The Eunuch of Stamboul
- First edition
- Author: Dennis Wheatley
- Language: English
- Genre: Spy thriller
- Publisher: Hutchinson
- Publication date: 1935
- Publication place: United Kingdom
- Media type: Print

= The Eunuch of Stamboul =

1935 novel

The Eunuch of Stamboul is a 1935 spy thriller novel by the British writer Dennis Wheatley. A British army officer is forced to resign his commission to avoid a diplomatic incident.
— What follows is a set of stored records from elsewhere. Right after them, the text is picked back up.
PR #6962, opened 2019-09-16
Update basic local environment setup and documentation

scotthain:

### DIFF
--- a/.expeditor/scripts/verify/run_cargo_test.sh
+++ b/.expeditor/scripts/verify/run_cargo_test.sh
@@ -40,6 +40,8 @@ sudo hab pkg install core/zeromq
 sudo hab pkg install core/protobuf --binlink
 sudo hab pkg install core/rust --binlink
 export SODIUM_STATIC=true # so the libarchive crate links to sodium statically
+export LIBARCHIVE_PREFIX
+LIBARCHIVE_PREFIX="$(hab pkg path core/libarchive)"
 export LIBARCHIVE_STATIC=true # so the libarchive crate *builds* statically
 export OPENSSL_DIR # so the openssl crate knows what to build against
 OPENSSL_DIR="$(hab pkg path core/openssl)"
--- a/BUILDING.md
+++ b/BUILDING.md
@@ -22,8 +22,7 @@ Then, run the system preparation scripts
 
 ```
 sh support/linux/install_dev_0_ubuntu_latest.sh
-sh support/linux/install_dev_9_linux.sh
-```
+``
 
 If you want to run the BATS based integration tests you also need docker installed:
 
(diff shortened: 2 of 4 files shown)


support/setup_local_env.sh
```diff
@@ -0,0 +1,40 @@
...
+export HAB_LICENSE="accept-no-persist"
+sudo -E hab pkg install core/bzip2
+sudo -E hab pkg install core/libarchive
+sudo -E hab pkg install core/libsodium
+sudo -E hab pkg install core/openssl
+sudo -E hab pkg install core/xz
+sudo -E hab pkg install core/zlib
+sudo -E hab pkg install core/zeromq
+sudo -E hab pkg install core/protobuf --binlink
+sudo -E hab pkg install core/rust --binlink
```
christophermaier: As a Rust developer, I don't think I would ever want to binlink `core/rust` on my local development system, since that would be a global change, and `rustup` provides a ton of flexibility for developers.

If someone doing other Rust development were to run this, it could cause headaches for their other projects.

support/setup_local_env.sh
```diff
@@ -0,0 +1,40 @@
...
+LIBZMQ_PREFIX=$(hab pkg path core/zeromq)
+# the libarchive and zmq look to the load lib path (as well as the lib path) for these
+# we get this for free when running hab pkg build
+export LD_LIBRARY_PATH
+LD_LIBRARY_PATH="$(hab pkg path core/zlib)/lib:$(hab pkg path core/bzip2)/lib:$(hab pkg path core/xz)/lib:$(hab pkg path core/libarchive)/lib:$(hab pkg path core/libsodium)/lib:$(hab pkg path core/openssl)/lib:$(hab pkg path core/gcc)/lib:$LIBZMQ_PREFIX/lib"
+# again we get this for free when running hab pkg build, here we have to set it so the lib path is set for cargo
+export LIBRARY_PATH
+LIBRARY_PATH=$LD_LIBRARY_PATH
+export PKG_CONFIG_PATH
+PKG_CONFIG_PATH="$(hab pkg path core/libarchive)/lib/pkgconfig:$(hab pkg path core/libsodium)/lib/pkgconfig:$(hab pkg path core/openssl)/lib/pkgconfig"
```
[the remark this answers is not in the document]
christophermaier: Additionally, it seems like these scripts could be used directly in `verify_cargo_test.sh` to reduce duplication.

Speaking of duplication, should the `LIBARCHIVE_PREFIX` variable you added to `verify_cargo_test.sh` in this PR also be added to this `setup_local_env.sh` script (or what might replace it)?

.expeditor/scripts/verify/run_cargo_test.sh
```diff
@@ -40,6 +40,8 @@ sudo hab pkg install core/zeromq
 sudo hab pkg install core/protobuf --binlink
 sudo hab pkg install core/rust --binlink
```
christophermaier: If we're installing `rustup` and a particular toolchain above, do we need to install `core/rust`?

BUILDING.md
```diff
@@ -22,64 +22,41 @@ Then, run the system preparation scripts
...
 ```
 
-You may also be able to configure your editor to automatically run rustfmt every time you save.
-
-# Compiling habitat binaries
-
 In the root of the `habitat` repo:
 ```
-make
+cargo build
```
christophermaier: One day it would be great to have this be executable documentation and have a pipeline step that executes it on a fresh system to ensure that we can always have a validated way for developers to build the code.

I get that today is probably not that day, though :cry:

support/linux/install_dev_0_ubuntu_latest.sh
```diff
@@ -1,32 +1,12 @@
...
-  sudo \
-  tmux \
-  vim \
-  wget
+# Install gcc and dev tools
+sudo apt-get install -y --no-install-recommends \
+  build-essential
+
+# Install habitat
+export HAB_LICENSE="accept-no-persist"
```
baumanj: I don't think this export will apply to the `sudo bash` below unless you add `-E` to the sudo call.

support/setup_local_env.sh
```diff
@@ -0,0 +1,40 @@
...
+sudo -E hab pkg install core/zlib
+sudo -E hab pkg install core/zeromq
+sudo -E hab pkg install core/protobuf --binlink
+sudo -E hab pkg install core/rust --binlink
+
+# for the libarchive crate
+export LIBARCHIVE_LIB_DIR
+LIBARCHIVE_LIB_DIR="$(hab pkg path core/libarchive)/lib"
+export LIBARCHIVE_INCLUDE_DIR
+LIBARCHIVE_INCLUDE_DIR="$(hab pkg path core/libarchive)/include"
```
baumanj: OPTIONAL: this could be a little less repetitive:
```bash
LIBARCHIVE_PKG_PATH=$(hab pkg path core/libarchive)
export LIBARCHIVE_LIB_DIR="$LIBARCHIVE_PKG_PATH/lib"
export LIBARCHIVE_INCLUDE_DIR="$LIBARCHIVE_PKG_PATH/include"
```
and later where its referenced in `LD_LIBRARY_PATH`.

Similarly for other `hab pkg path` calls.

PR #6988, opened 2019-09-30
do not inject studio environment with ctl_secret from cli.toml

mwrock:
This was inspired by [this discussion](https://forums.habitat.sh/t/err-4-secret-key-mismatch/1210/8). If there is a `ctl_secret` in one's `cli.toml` created by `hab setup` then that value is injected into the studio's environment. This only applies to a local studio and not a docker studio since `HAB_CTL_SECRET` is not one of the variables injected into the studio `docker run` call.

Chances are very high (maybe 100%) that this will cause all `hab svc` commands to fail in a local studio because a studio supervisor will run with a generated key that will inevitably be different from the `ctl_secret`.

### DIFF
--- a/components/hab/src/command/studio/enter.rs
+++ b/components/hab/src/command/studio/enter.rs
@@ -4,7 +4,8 @@ use std::{env,
           path::{Path,
                  PathBuf}};
 
-use crate::{common::ui::UI,
+use crate::{common::ui::{UIWriter,
+                         UI},
             hcore::{crypto::CACHE_KEY_PATH_ENV_VAR,
                     env as henv,
                     fs}};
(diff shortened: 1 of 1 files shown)


components/hab/src/command/studio/enter.rs
```diff
@@ -75,9 +74,6 @@ pub fn start(ui: &mut UI, args: &[OsString]) -> Result<()> {
                             config.auth_token,
                             Sensitivity::NoPrintValue);
     set_env_var_from_config(BLDR_URL_ENVVAR, config.bldr_url, Sensitivity::PrintValue);
-    set_env_var_from_config(CTL_SECRET_ENVVAR,
```
christophermaier: It would be good to leave a comment here saying that we are intentionally leaving one of the `cli.toml` fields out, along with why.

It may also be useful to print a message to the user if they have a `CTL_SECRET` set in their environment or `cli.toml` that we are explicitly ignoring it, as well as an explanation why.

(of course, the second suggestion would also do the job of the first suggestion.)

mwrock: Good point! Message added.

Issue #5973, opened 2018-12-12
Overhaul PID handling in the Supervisor


dmccown:
## Description
The way the Supervisor manages PIDs (process identifiers) of the services it manages has been the cause of a handful of bugs and instability, and needs to be revisited.

A number of issues appear to be related to this:
* https://github.com/habitat-sh/habitat/issues/6977
* https://github.com/habitat-sh/habitat/issues/4578
* https://github.com/habitat-sh/habitat/issues/4735
* https://github.com/habitat-sh/habitat/issues/6512
* https://github.com/habitat-sh/habitat/issues/6986
* https://github.com/habitat-sh/habitat/issues/4069
* https://github.com/habitat-sh/habitat/issues/4578
* https://github.com/habitat-sh/habitat/issues/4735
* https://github.com/habitat-sh/habitat/issues/6972

Currently, the Supervisor tracks the PIDs in files on disk. If we no longer had these files, we could instead have the Launcher be the source of truth for PIDs. It already has access to this information, since it is the parent of these processes anyway. If the Supervisor could ask the Launcher what PIDs it should be monitoring, then we could have a better separation of concerns and eliminate a source of instability (corrupted or out-of-date pidfiles).

Additional research needs to be done to fully flesh this idea out.
 
## Acceptance Criteria
* PID 0 should never be tracked as a PID we care about
* When a process is intentionally terminated the Supervisor should never think it needs to restart that process.

PR #6990, opened 2019-10-01
Add some "PID 0" protections

christophermaier:
This work is preliminary to tackling https://github.com/habitat-sh/habitat/issues/5973.

Read commit messages for further details.


christophermaier:
@baumanj Making a non-zero Pid type is actually the next thing on my list, along with potentially creating a type to encapsulate the pid file logic. I wanted to do a bit more digging on the former to ensure it doesn't have unintended consequences, and am weighing the appropriateness of the latter (ultimately I'd like to do away with pid files altogether, but there might be safety and visibility benefits of a type in the interim).

I also thought I remembered types that couldn't be zero in Rust but for some reason wasn't able to find the various `NonZero*` types :man_facepalming:, so thanks for that pointer :joy:

Good suggestions on the logging and casting; I'll make those changes now.

PR #6999, opened 2019-10-07
Migrate to executors and windows 2019 across the board pt 1

scotthain:

(fyi there may not be a part 2)

### DIFF
--- a/.expeditor/scripts/release_habitat/build_mac_hab_binary.sh
+++ b/.expeditor/scripts/release_habitat/build_mac_hab_binary.sh
@@ -15,10 +15,6 @@ channel=$(get_release_channel)
 
 echo "--- Channel: $channel - bldr url: $HAB_BLDR_URL"
 
-echo "--- Installing buildkite agent"
-brew tap buildkite/buildkite
-brew install --token="$BUILDKITE_AGENT_ACCESS_TOKEN" buildkite-agent
-
 echo "--- Install openssl for the certs"
 brew install openssl
 export SSL_CERT_FILE=/usr/local/etc/openssl/cert.pem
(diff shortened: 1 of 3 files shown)


.expeditor/scripts/release_habitat/build_mac_hab_binary.sh
```diff
@@ -15,10 +15,6 @@ channel=$(get_release_channel)
 
 echo "--- Channel: $channel - bldr url: $HAB_BLDR_URL"
 
-echo "--- Installing buildkite agent"
-brew tap buildkite/buildkite
-brew install --token="$BUILDKITE_AGENT_ACCESS_TOKEN" buildkite-agent
```
christophermaier: Ah, crap... sorry I forgot about this when I did https://github.com/habitat-sh/habitat/commit/e09374beebf66cb0b36da396636846c16ff908cc.

Thanks for catching it!

.expeditor/verify.pipeline.yml
```diff
@@ -665,8 +519,10 @@ steps:
       HAB_STUDIO_SECRET_HAB_LICENSE: "accept-no-persist"
     command:
       - .expeditor/scripts/verify/build_component.sh backline
-    agents:
-      queue: 'default-privileged'
+    expeditor:
+      executor:
+        linux:
```
smacfarlane: Can these `build_component` verifications run in a docker executor?  Does it matter?

scotthain: Possibly? It wasn't before so I didn't want to rock the boat in this PR, it's big enough. If you want to test it in a followup, that would be :awesome:

PR #7027, opened 2019-10-09
end 2 end testing for supervisor on windows

mwrock:
resolves #7005, #7006, #7008 and #7009 

Signed-off-by: mwrock <matt@mattwrock.com>

Issue #6469, opened 2019-04-19
Health check intervals are serialized incorrectly in spec files


christophermaier:
Because `HealthCheckInterval` derives `Serialize` and `Deserialize`, and because that affects how this data is rendered into spec files, the internal structure of `HealthCheckInterval` is exposed to the outside world.

Specifically, this is what a `HealthCheckInterval` looks like in a spec file:

```toml
[health_check_interval]
secs = 5
nanos = 0
```
Ideally, the fact that it's a `Duration` under the hood should be irrelevant, and it should instead look like this:

```toml
health_check_interval = 5
```
(I discovered this trying to change the underlying implementation to use a `u64` instead of `Duration`.)

I'm becoming less and less fond of deriving `Serialize` and `Deserialize` like this, particularly when they make it easy to leak private internal details to the world.

At the very least, we should have a custom `Serialize` and `Deserialize` implementation that hides the underlying `Duration` (bonus points for switching to a `u64`). However, we will also need to migrate older spec files that have the `Duration`-based serialization, or we stand to break existing users.

christophermaier:
Still important.

PR #7049, opened 2019-10-16
fixes using a svc_user on windows

### LINKED ISSUE #6834: windows hab svc load with password flag errors out
In my plan.ps1 I set 
```$pkg_svc_user="domain\\user"```
I also tried the format
```$pkg_svc_user="user@domain"```

**Command causing the issue**: 
```
hab svc load --password "*****" domain/installedpackage
```
Error message
```
XXX
XXX [Err: 0] Service spec could not be rendered successfully: values must be emitted before tables
XXX
```

```Windows 10 Version 1709 OS Build 16299.1268```
```Hab version 0.83.0/20190712231714```
- [x] Debug/backtrace of the command you are trying to run. You can set the following environment variables before running the `hab` command to generate a trace:

```[2019-08-09T20:53:40Z DEBUG habitat_common::ui] UI { shell: Shell { input: InputStream { isatty: true }, out: OutputStream { coloring: Auto, isatty: true }, err: OutputStream { coloring: Auto, isatty: true } } }
[2019-08-09T20:53:40Z DEBUG hab] clap cli args: ["C:\\hab\\pkgs\\core\\hab-studio\\0.83.0\\20190712234514\\bin\\hab\\hab.exe", "svc", "load", "--password", "*******", "domain/package"]
[2019-08-09T20:53:40Z DEBUG hab] remaining cli args: []
[2019-08-09T20:53:40Z DEBUG hab::config] No CLI config found, loading defaults
[2019-08-09T20:53:40Z DEBUG tokio_reactor] adding I/O source: 0
[2019-08-09T20:53:40Z DEBUG tokio_reactor::background] starting background reactor
[2019-08-09T20:53:40Z DEBUG tokio_reactor::registration] scheduling Write for: 0
[2019-08-09T20:53:40Z DEBUG tokio_reactor::registration] scheduling Read for: 0
[2019-08-09T20:53:40Z DEBUG tokio_reactor::registration] scheduling Read for: 0
[2019-08-09T20:53:40Z DEBUG tokio_reactor] dropping I/O source: 0
XXX
XXX [Err: 0] Service spec could not be rendered successfully: values must be emitted before tables
XXX
```
		
- [x] Current Habitat environment variables where the `hab` command or supervisor is running.  These can be gathered using:

```
HAB_BLDR_CHANNEL               stable
HAB_BLDR_URL                   https://bldr.habitat.sh
HAB_CACHE_KEY_PATH             C:\hab\studios\aag_hab_devopsagent\hab\cache\keys
HAB_LICENSE                    accept-no-persist
HAB_STUDIO_ENTER_ROOT          C:\hab\studios\aag_hab_devopsagent
```
	- [x] If you're running into problems with the [Habitat Studio](https://www.habitat.sh/docs/concepts-studio/)above to include environment variables:
		- [ ] a. before starting the studio
		- [x] b. inside the studio

mwrock:
fixes #6834 

This addresses two key bugs around using a `svc_user` on windows.

* Fixes the serialization of a spec to toml by moving the health check interval to the last field.
* Ignores `svc_user` in the install hook and runs as the current user instead. This is because the install hook does not have access to the svc_user password.

Note there is an end to end test for this included in #7027

### DIFF
--- a/components/common/src/command/package/install.rs
+++ b/components/common/src/command/package/install.rs
@@ -45,6 +45,7 @@ use crate::{api_client::{self,
                          pkg_install_path,
                          svc_hooks_path,
                          AtomicWriter},
+                    os::users,
                     package::{list::temp_package_directory,
                               Identifiable,
                               PackageArchive,
@@ -405,9 +406,16 @@ fn run_install_hook<T>(ui: &mut T, package: &PackageInstall) -> Result<()>
         ui.status(Status::Executing,
                   format!("install hook for '{}'", &package.ident(),))?;
         templating::compile_for_package_install(package)?;
-        if !hook.run(&package.ident().name,
-                     &Pkg::from_install(package)?,
-                     None::<&str>)
+        let mut pkg = Pkg::from_install(package)?;
+        // Only windows uses svc_password
+        if cfg!(target_os = "windows") {
+            // Install hooks do not have access to svc_passwords so
+            // we execute them under the current user account.
+            if let Some(user) = users::get_current_username() {
+                pkg.svc_user = user;
+            }
+        }
+        if !hook.run(&package.ident().name, &pkg, None::<&str>)
                 .unwrap_or(false)
         {
             return Err(Error::InstallHookFailed(package.ident().clone()));
--- a/components/sup/src/manager/service/spec.rs
+++ b/components/sup/src/manager/service/spec.rs
@@ -107,8 +107,16 @@ pub struct ServiceSpec {
     #[serde(with = "serde_string")]
     pub desired_state: DesiredState,
     pub shutdown_timeout: Option<ShutdownTimeout>,
-    pub health_check_interval: HealthCheckInterval,
     pub svc_encrypted_password: Option<String>,
+    // it is important that the health check interval
+    // is the last field to be serialized because it
+    // is serialized as a table. Individual values
+    // serialized after the health check interval will
+    // break the parser.
+    // Note that there is an issue to ultimately fix this:
+    // https://github.com/habitat-sh/habitat/issues/6469
+    // and eliminate the need to keep this field last.
+    pub health_check_interval: HealthCheckInterval,
 }
 
 impl ServiceSpec {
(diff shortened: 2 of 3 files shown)


components/common/src/command/package/install.rs
```diff
@@ -405,9 +406,13 @@ fn run_install_hook<T>(ui: &mut T, package: &PackageInstall) -> Result<()>
         ui.status(Status::Executing,
                   format!("install hook for '{}'", &package.ident(),))?;
         templating::compile_for_package_install(package)?;
-        if !hook.run(&package.ident().name,
-                     &Pkg::from_install(package)?,
-                     None::<&str>)
+        let mut pkg = Pkg::from_install(package)?;
+        // Install hooks do not have access to svc_passwords so
+        // we execute them under the current user account.
+        if let Some(user) = users::get_current_username() {
```
christophermaier: What would be the situation where the user doesn't have a username (besides some interesting container scenarios I can think of)?

What kind of feedback would we get if there was no username, but the `pkg.svc_user` was somehow incompatible with this install use case?

Since service passwords are only a thing on Windows, can we make this change Windows-only?

components/sup/src/manager/service/spec.rs
```diff
@@ -107,8 +107,13 @@ pub struct ServiceSpec {
...
     pub desired_state: DesiredState,
     pub shutdown_timeout: Option<ShutdownTimeout>,
-    pub health_check_interval: HealthCheckInterval,
     pub svc_encrypted_password: Option<String>,
+    // it is important that the health check interval
+    // is the last field to be serialized because it
+    // is serialized as a table. Individual values
+    // serialized after the health check interval will
+    // break the parser.
+    pub health_check_interval: HealthCheckInterval,
```
christophermaier: The real fix for this will be in https://github.com/habitat-sh/habitat/issues/6469... it would be good to add this link in a comment.

Actually fixing it here in this PR would require additional work to ensure backward compatibility, which may be out of scope.

components/common/src/command/package/install.rs
mwrock: I honestly cannot imagine there being no username. The only way this could happen is if someone removed the USERNAME environment variable which could wreak all sorts of havoc throughout their system. I'm just trying to avoid the unwrap/expect. There is another issue that will use an API instead of the environment variable that will avoid the environment variable alltogether.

He is dispatched to Istanbul and uncovers a plot to overthrow the government of Mustafa Kemal Atatürk and restore a traditionalist sultanate, led by a eunuch who serves as a senior secret policeman in the present government.

==Film adaptation==
The following year it was made into a film The Secret of Stamboul, directed by Andrew Marton and starring James Mason, Valerie Hobson and Kay Walsh.

==Bibliography==
- Goble, Alan. The Complete Index to Literary Sources in Film. Walter de Gruyter, 1999.
- Reilly, John M. Twentieth Century Crime & Mystery Writers. Springer, 2015.
- Tougher, Shaun. The Eunuch in Byzantine History and Society. Routledge, 2009.